CRÔNICAS

A menina do bonde

Em: 13 de Maio de 1997 Visualizações: 10638
A menina do bonde

Chovia fino naquela tarde de abril de 1925. O balconista da Casa 22 Paulista abriu o guarda-chuva, atravessou a Praça da Matriz e tomou o bonde do Plano Inclinado. Algumas paradas depois, subiu uma menina de 15 anos, extraordinariamente bela. Cabelos molhados, farda de normalista, recatada, mas toda empinadinha. Os olhares se cruzaram. O bonde, dlén-dlén-dlén. Os corações, tuc-tuc-tuc. Ele sentiu uma moleza nas pernas. Ela, um desfalecimento. Foi então que os dois compreenderam que o destino de ambos estava para sempre selado.

Filho de um ourives português, vindo do Rio de Janeiro para estabelecer-se numa portinha perto do Mercadão, em Manaus, no início do século, o balconista aprendera com o pai a identificar uma jóia. "É ela", pensou, assim que a viu. 

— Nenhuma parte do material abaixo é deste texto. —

PR #469, opened 2021-04-28
Fixed order of operations and updated the generic algorithm 

### LINKED ISSUE #471: accumulate_square_sum does not compile on ARMv7 CI
I just stumbled across this CI failure:
https://travis-ci.com/github/gnuradio/volk/jobs/502050291
This is something that needs to be investigated.

Ka-zam:
Fixed a subtle bug.


Ka-zam:
I tried to replicate the error but I can't. As far as I can tell the test vector is a float array of random numbers with mean 0.0 and variance 1.0, correct?

I get the following:
```
vlen  : 131071
iters : 100
mean  : 0
stddev: 1

NAME              TIME        MEAN    RELERR (dB)   STDDEV     REL ERR (dB)
---------------------------------------------------------------------------
2-pass double    648.34    0.00054404     N/A     1.00181375       N/A
naive  float     319.34    0.00054403    -48.0    1.00180852      -52.8
VOLK generic     116.24    0.00054403    -54.3    1.00180876      -53.0
VOLK u_sse        31.06    0.00054403    -53.7    1.00181317      -62.4
VOLK a_sse        30.97    0.00054403    -53.7    1.00181317      -62.4
VOLK u_avx        18.16    0.00054403    -54.8    1.00181389      -68.6
VOLK a_avx        17.87    0.00054403    -54.8    1.00181389      -68.6

```

For the problematic case where the variance is much small than the mean I get the following:
```
vlen  : 131071
iters : 100
mean  : 100
stddev: 0.1

NAME              TIME        MEAN    RELERR (dB)   STDDEV     REL ERR (dB)
---------------------------------------------------------------------------
2-pass double    638.49  100.00025287     N/A     0.09954573       N/A
naive  float     320.86   99.99999237    -55.8          -nan        nan
VOLK generic     118.29   99.99986267    -54.1    0.09954573      -71.7
VOLK u_sse        31.03  100.00028229    -65.3    0.09954570      -66.3
VOLK a_sse        31.28  100.00028229    -65.3    0.09954570      -66.3
VOLK u_avx        17.95  100.00025940    -71.9    0.09954610      -54.3
VOLK a_avx        17.86  100.00025940    -71.9    0.09954610      -54.3
```

jdemel:
Yes the test vector is a random vector. Though, I don't know the exact parameters. The tests provide the same input vectors to all kernels and compare the output against the generic kernel output. Thus, the generic kernel is the reference. The working assumption is that all kernels implement the same function and thus yield the same result. Obviously, there'd be some floating point error that we allow.
One issue we might see here, is that the CI system compares absolute errors not relative errors. That's a shortcoming with our tests. The relative errors look really good. My idea would be to allow a higher absolute error for now and rework our tests to be better readable and to improve them.

Ka-zam:
I swapped out the FMA for an explicit multiply and add and now it builds.

Is there a way of knowing if armv7 or armv8 is available? In that case the FMA instruction can be used instead. I'm actually not sure why it doesn't build on armv7 because according to the documentation this instruction is available:
[vfmaq_f32 instruction](https://developer.arm.com/architectures/instruction-sets/simd-isas/neon/intrinsics?search=vfmaq_f32)

jdemel:
Thanks for the fix! You just need to sign your commit.

The compiler error says

```
In file included from /home/travis/build/gnuradio/volk/kernels/volk/volk_16i_32fc_dot_prod_32fc.h:100:0,
                 from /home/travis/build/gnuradio/volk/build/lib/volk_machine_neon.c:40:

/usr/lib/gcc-cross/arm-linux-gnueabihf/7/include/arm_neon.h:1712:1: error: inlining failed in call to always_inline ‘vfmaq_f32’: target specific option mismatch

 vfmaq_f32 (float32x4_t __a, float32x4_t __b, float32x4_t __c)

 ^~~~~~~~~
```

the gist is `error: inlining failed in call to always_inline ‘vfmaq_f32’: target specific option mismatch`. The function is available but apparently it can't compile on ARMv7.

jdemel:
Thanks for working on this! If you want, you can merge in #474 which might be a further small improvement.

jdemel (approved):
LGTM. Thanks for working on this!

Ka-zam:
Thanks @drmpeg for the LV_HAVE_NEONV8 trick! Seems to be pretty complete now except for some build failure on MINGW but that seems unrelated to this PR.

michaelld (approved):
LGTM ; thx!

michaelld:
@jdemel if we merge in #474 then I think that conflicts with this PR, but I'd prefer to also fix the end-of-file missing returns ... and thus I'd prefer merging that other & then @Ka-zam might need to rebase this PR to be mergeable ... what do you think?

Ka-zam:
I added the newlines, can we merge now?

My thoughts are as the squash got messed up on the f32c_accumulator perhaps I will just abandon that PR and create a new fresh PR from the latest master when this is merged.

Era ela, a menina Isabel, filha do sr. Carvalho, morador da rua Xavier de Mendonça, no bairro dos Tocos. Durante algumas semanas, o bonde seria o palco de um dialogo silencioso. Olhos perguntavam, olhos respondiam: suspiros, juras e promessas de amor, num código que só os apaixonados conseguem decifrar.

 Meses depois, na igreja de São Sebastião, o padre pergunta: Alberto de Jesus Greijal, comerciário, 23 anos, aceita Isabel Carvalho, 16 anos incompletos, como legítima esposa? E você, menina Isabel, que ainda ontem estava brincando de boneca, aceita como esposo este carioca, nascido em 1903 no bairro do Estácio?

Aceitaram-se mutuamente. Ela ficou sendo Isabel Greijal. Durante mais de 70 anos, os dois andaram no bonde da história, prá cima e prá baixo, sempre juntos, trocando olhares, juras amorosas e algumas rusgas, necessárias como tempero do amor. Desfilaram pelos trilhos do plano inclinado da vida, servindo de modelo para a "(in) crível (a) ventura de viver a dois".

Com o nascimento de duas filhas - Wilma e Conceição (esta já falecida) - Alberto Greijal deixou o balcão da Casa 22 Paulista para abrir a sua própria loja, ali na Henrique Martins: a Casa Alberto. Vendia tecidos, confecções miúdas, armarinhos, até 1965, quando fechou a loja e se aposentou.

Durante mais de vinte anos foi diretor social do Rio Negro. Organizava festas e eventos diversos. Mas sua diversão predileta, depois de aposentado, era parar no Canto do Fuxico, para um dedo de prosa com o doutor Bezerrinha, Geraldo Pinheiro, Paulo Onety e outros amigos fiéis.

 - Levantai-vos, soldados de Cri-iiisto!. Era assim que começava a letra da música cantada na missa, assistida toda primeira sexta-feira do mês por Alberto Greijal, que desfraldava o pendão da vitória, juntamente com outros integrantes do Apostolado da Oração. Ele sempre teve uma vida religiosa muito ativa. Fazia parte da Irmandade do Santíssimo Sacramento, do Apostolado, divulgava devoção ao Sagrado Coração de Jesus. Era um homem de oração. Gostava de rezar. Sem ser carola.

- Nos últimos anos, os moradores de Aparecida enterneciam-se com aquele frágil velhinho que todos os domingos participava da missa das crianças, quase carregado pela Wilma, arrastando os pés. Na oração dos fiéis, padre Marcos levava o microfone até ele que, com voz quebrada, mas clara e audível e com muita lucidez fazia belíssimas invocações. Na saudação da paz, abraçava com entusiasmo os que dele se aproximavam.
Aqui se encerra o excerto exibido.